Records from a data source
● ● ● ● ●
PR #1071, opened 2019-09-27
[acltable]: Separate class AclTable from AclOrch file

stcheng:
Make the length of each file smaller for better maintenance.


orchagent/acltable.h
```diff
@@ -27,6 +29,78 @@ typedef enum
...
+    ACL_TABLE_PFCWD,
+    ACL_TABLE_CTRLPLANE,
+    ACL_TABLE_DTEL_FLOW_WATCHLIST,
+    ACL_TABLE_DTEL_DROP_WATCHLIST
+} acl_table_type_t;
+
 typedef map<string, acl_stage_type_t> acl_stage_type_lookup_t;
 
-#endif /* SWSS_ACLTABLE_H */
+class AclOrch;
```
prsunny: I think it is better to include 'aclorch.h' in this file as that would a superset for other things as well.

stcheng: I think it's generally not a good practice to mutually include two header files.

prsunny: We have portsorch.h included in most header files. But aside from that, aclorch.h has most of the references for acltable.h.. My point is here as per description, the aim is to reduce the file size and not separate out the functionality.

stcheng: sorry i didn't quite get it. i think there's no duplication between the acltable.h and aclorch.h files.

stcheng:
retest this please

orchagent/acltable.h
daall: I agree Shuotian, I don't think having aclorch include acltable and vice-versa is a good idea. 

From what I can tell the only dependency that AclTable has on AclOrch is `m_mirrorTableCapabilities[ACL_TABLE_MIRRORV6]` and `m_isCombinedMirrorV6Table` in create(). I think it would be cleaner to pass those two variables into create() (or the constructor if you think they might be useful in other methods as well) and then remove the reference to m_pAclOrch entirely. That way there's no cyclical dependency between AclTable and AclOrch.

orchagent/acltable.h
```diff
@@ -27,6 +29,78 @@ typedef enum
...
+    ACL_TABLE_L3,
+    ACL_TABLE_L3V6,
+    ACL_TABLE_MIRROR,
+    ACL_TABLE_MIRRORV6,
+    ACL_TABLE_MIRROR_DSCP,
+    ACL_TABLE_PFCWD,
+    ACL_TABLE_CTRLPLANE,
+    ACL_TABLE_DTEL_FLOW_WATCHLIST,
+    ACL_TABLE_DTEL_DROP_WATCHLIST
+} acl_table_type_t;
```
daall: Can this be an enum class?

orchagent/acltable.h
```diff
@@ -1,14 +1,16 @@
...
+#include <map>
+#include <memory>
 #include <set>
 #include <string>
 #include <vector>
-#include <map>
+
+#include "observer.h"
 
 using namespace std;
```
daall: Can you remove this from the header like we've started doing with the other classes in OA?

orchagent/acltable.h
```diff
@@ -1,14 +1,16 @@
...
```
daall: I think you can drop the TODO below this line.

orchagent/acltable.h
```diff
@@ -27,6 +29,78 @@ typedef enum
     ACL_STAGE_EGRESS
 } acl_stage_type_t;
```
daall: Same thing as below, can we use enum class?

orchagent/acltable.h
```diff
@@ -27,6 +29,78 @@ typedef enum
...
+
 typedef map<string, acl_stage_type_t> acl_stage_type_lookup_t;
 
-#endif /* SWSS_ACLTABLE_H */
+class AclOrch;
+class AclRule;
+
+class AclTable {
+    sai_object_id_t m_oid;
+    AclOrch *m_pAclOrch;
```
daall: Can you explicitly make these private?

orchagent/acltable.h
```diff
@@ -27,6 +29,78 @@ typedef enum
...
+    // Link the ACL table with a port, for future bind or unbind
+    void link(sai_object_id_t portOid);
+    // Add or overwrite a rule into the ACL table
+    bool add(shared_ptr<AclRule> newRule);
+    // Remove a rule from the ACL table
+    bool remove(string rule_id);
+    // Remove all rules from the ACL table
+    bool clear();
+    // Update table subject to changes
+    void update(SubjectType, void *);
```
daall: Can you add variable names to this declaration? It's not clear what's going on here.
```suggestion
    void update(SubjectType type, void *context);
```

orchagent/acltable.h
```diff
@@ -27,6 +29,78 @@ typedef enum
...
-#endif /* SWSS_ACLTABLE_H */
+class AclOrch;
+class AclRule;
+
+class AclTable {
+    sai_object_id_t m_oid;
+    AclOrch *m_pAclOrch;
+public:
+    string id;
+    string description;
```
daall: Does OA need to store the description? I don't think it's used anywhere.

orchagent/acltable.h
```diff
@@ -27,6 +29,78 @@ typedef enum
...
+
+    AclTable(AclOrch *aclOrch)
+        : m_pAclOrch(aclOrch)
+        , type(ACL_TABLE_UNKNOWN)
+        , m_oid(SAI_NULL_OBJECT_ID)
+        , stage(ACL_STAGE_INGRESS)
+    {}
+
+    sai_object_id_t getOid() { return m_oid; }
+    string getId() { return id; }
```
daall: We're not really consistent about using getters vs. public variables here. We should either:
1. Make all the variables public and don't bother with getters, or
2. Make all the variables private and include (inline) getters for them

My personal preference is option 2, but I'm fine with either as long as we're consistent (1 is probably going to be easier as far as code changes go).

orchagent/acltable.h
```diff
@@ -27,6 +29,78 @@ typedef enum
...
+    acl_stage_type_t stage;
+
+    // Map port oid to group member oid
+    std::map<sai_object_id_t, sai_object_id_t> ports;
+    // Map rule name to rule data
+    map<string, shared_ptr<AclRule>> rules;
+    // Set to store the ACL table port alias
+    set<string> portSet;
+    // Set to store the not cofigured ACL table port alias
+    set<string> pendingPortSet;
```
daall: Probably doesn't make a huge difference since we're not storing very much data, but can we use unordered maps/sets here instead of the normal maps/sets?

orchagent/acltable.cpp
```diff
@@ -0,0 +1,436 @@
...
+bool AclTable::add(shared_ptr<AclRule> newRule)
+{
+    SWSS_LOG_ENTER();
+
+    string rule_id = newRule->getId();
+    auto ruleIter = rules.find(rule_id);
+    if (ruleIter != rules.end())
+    {
+        // If ACL rule already exists, delete it first
+        if (ruleIter->second->remove())
```
daall: Can we have logging or something similar to the other methods if remove() fails?

orchagent/acltable.cpp
```diff
@@ -0,0 +1,436 @@
...
+        // TODO: deal with port removal scenario
+    }
+}
+
+// TODO: make bind/unbind symmetric
+bool AclTable::bind(sai_object_id_t portOid)
+{
+    SWSS_LOG_ENTER();
+
+    assert(ports.find(portOid) != ports.end());
```
daall: Is this intentional? I know you didn't originally write AclTable but do you know if there's a reason assert is called here rather than performing some logging and returning false?

orchagent/acltable.cpp
```diff
@@ -0,0 +1,436 @@
...
+    if (type == ACL_TABLE_UNKNOWN || stage == ACL_STAGE_UNKNOWN)
+        return false;
+
+    if (portSet.empty() && pendingPortSet.empty())
+        return false;
+
+    return true;
+}
+
+bool AclTable::create()
```
daall: Just a note, this method is kinda large and there are a lot of conditional checks for different types of tables and it gets a bit confusing in places. I think it would be worth breaking this up into private helpers to handle different table types, but that is also a pretty big change and probably out of the scope of this PR. Can you leave a note about it?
● ● ● ● ●
> [YOUR INSTRUCTIONS] Say the number of data lines holding "find", without any other words.

> [RESULT BELOW] 2